10:15 AM - 10:30 AM
[ACG38-06] Wasserstein Distance as a Tool for Analyzing Large-Ensemble Datasets
Keywords:Large-Ensemble Simulation, Variability, Information Theory, Wasserstein distance, Optimal Transport Theory
Consider all ensemble members at a given location, where X represents a physical quantity and Xave denotes its ensemble mean (see the top panels in Figure). In data analysis, X comprises time series of all ensemble members, and Xave is their ensemble mean time series. Following Sane et al. [4], gSane is defined by Eq. (1) in Figure, where I(X:Xave) is the mutual information representing the degree of nonlinear correlation between X and Xave, and H(X) is the Shannon entropy quantifying the uncertainty in X. The indicator gSane ranges from 0 to 1, with higher values indicating greater inter-ensemble variability (i.e., weaker correlation between X and Xave).
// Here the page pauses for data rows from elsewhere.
PR #389, opened 2016-07-28
Feature/slider improvements

jonastreub:
- keeps slider knob a circle when changing its size
- when changing the slider its frame the knob is repositioned at the right location
- when changing the slider its frame it can change its orientation from horizontal to vertical without breaking


koenbok:
Wat should we do when it's square?

```coffee
Framer.Extras.Hints.enable()

slider = new SliderComponent
	point: Align.center
	
slider.width = 200
slider.height = 200
```

benjaminnathan:
LGTM!

PR #391, opened 2016-07-31
Fix Framer.resetDefaults

nvh:
Turns out, because of a non-deep clone, in some cases the original Framer.Defaults were overwritten, and not correctly reset when calling `Framer.resetDefaults()`. 

This fixes that, and adds a special override to resetDefaults for the tests, so we can keep using a default layer size of 100x100


koenbok:
Ha, great catch and well done.

PR #392, opened 2016-08-01
Remove invalid use of __framerInstance

nvh:
__framerInstance is only available through the Inferencer in Framer Studio, so we should never use it the change other properties of Framer objects.
We can, however use it to give more sensible debug output when using `toInspect()`

This PR does both.


jonastreub:
LGTM

PR #397, opened 2016-08-02
Feature/consistent scroll events

nvh:
This implements #396


koenbok:
@nvh do we need docs updates for these?

nvh:
Hmmm, I think so, let me check

nvh:
The docs aren't incorrect, so this can be safely merged in. But they could be more specific about which events fire when.

PR #399, opened 2016-08-03
Enable native Touch events again when disabling the TouchEmulator

nvh:
This implements changes discussed in #245


koenbok:
LGTM

PR #416, opened 2016-09-13
fix video layer for ios 10

gk3:
playslinline is no longer prefixed on iOS 10. this should allow it to work on iOS 10 and previous versions

i dont think i'll break anything this time @koenbok


eelco:
Thanks!

PR #418, opened 2016-09-15
Animation Paths

nvh:
This is a version of https://github.com/koenbok/Framer/pull/151, but with the changed animation API (currently on master) merged in.


test/studio/PathAnimation.framer/app.coffee
```diff
@@ -0,0 +1,25 @@
+layer = new Layer 
+	x: 100, y: 100
+	width: 50, height: 50
+	backgroundColor: '#cbf'
+	borderRadius: 25
+
+layer.animateTo
```
tisho: Needs to be `.animate` now, right?

tisho:
Aside from a single method call in the path animation example, this is good to go! Thanks for dealing with all the merge conflicts.

test/studio/PathAnimation.framer/app.coffee
nvh: Correct! Fixed in 6fdb987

We propose a new indicator gW defined by Eq. (2) in Figure, where Xmed denotes the ensemble median of X. Here, X(q) denotes the q-th quantile of X (similarly for Xmed(q)), and the integral represents the Wasserstein distance between the frequency distributions of X and Xmed [5]. The normalization constant MAE represents the mean absolute error of X from its median. Like gSane, gW ranges from 0 to 1 and is applicable to non-Gaussian distributions, with larger values indicating greater inter-ensemble variability (i.e., the system is more chaotic rather than deterministic). However, unlike gSane, gW does not require additional parameters, such as bin widths, for its computation.
We evaluated both indicators by applying them to a simple toy-model, following Sane et al. [4], where the magnitude of internal variability (i.e., the degree of stochasticity) was prescribed. As internal variability decreased, the dispersion between random variables decreased, and both indicators showed correspondingly lower values. We then applied both indicators to near-surface temperature data from the Community Earth System Model Large Ensemble (CESM LENS) 20th-century historical experiment with 40 ensemble members [2].
The bottom panels in Figure show the spatial distributions of gSane and gW for near-surface temperature around Japan. Both indicators show lower and higher values over land and ocean, respectively, which likely reflects deterministic and chaotic nature of temperature over land and ocean, respectively. While gSane exhibits a patchy pattern that is somewhat difficult to interpret, gW shows smooth transitions between land and ocean regions. This suggests that gW may be more suitable for analyzing large-ensemble simulation results. In our presentation, we will also discuss pros and cons of our novel indicator and comparison with other existing metrics in detail.
[1] Hawkins and Sutton (2009), BAMS.
[2] Kay et al. (2015), BAMS.
[3] Franzke et al., (2020), Rev. Geophys.
[4] Sane et al. (2024), JGR Ocean.
[5] Peyré and Cuturi (2020), arXiv:1803.00567.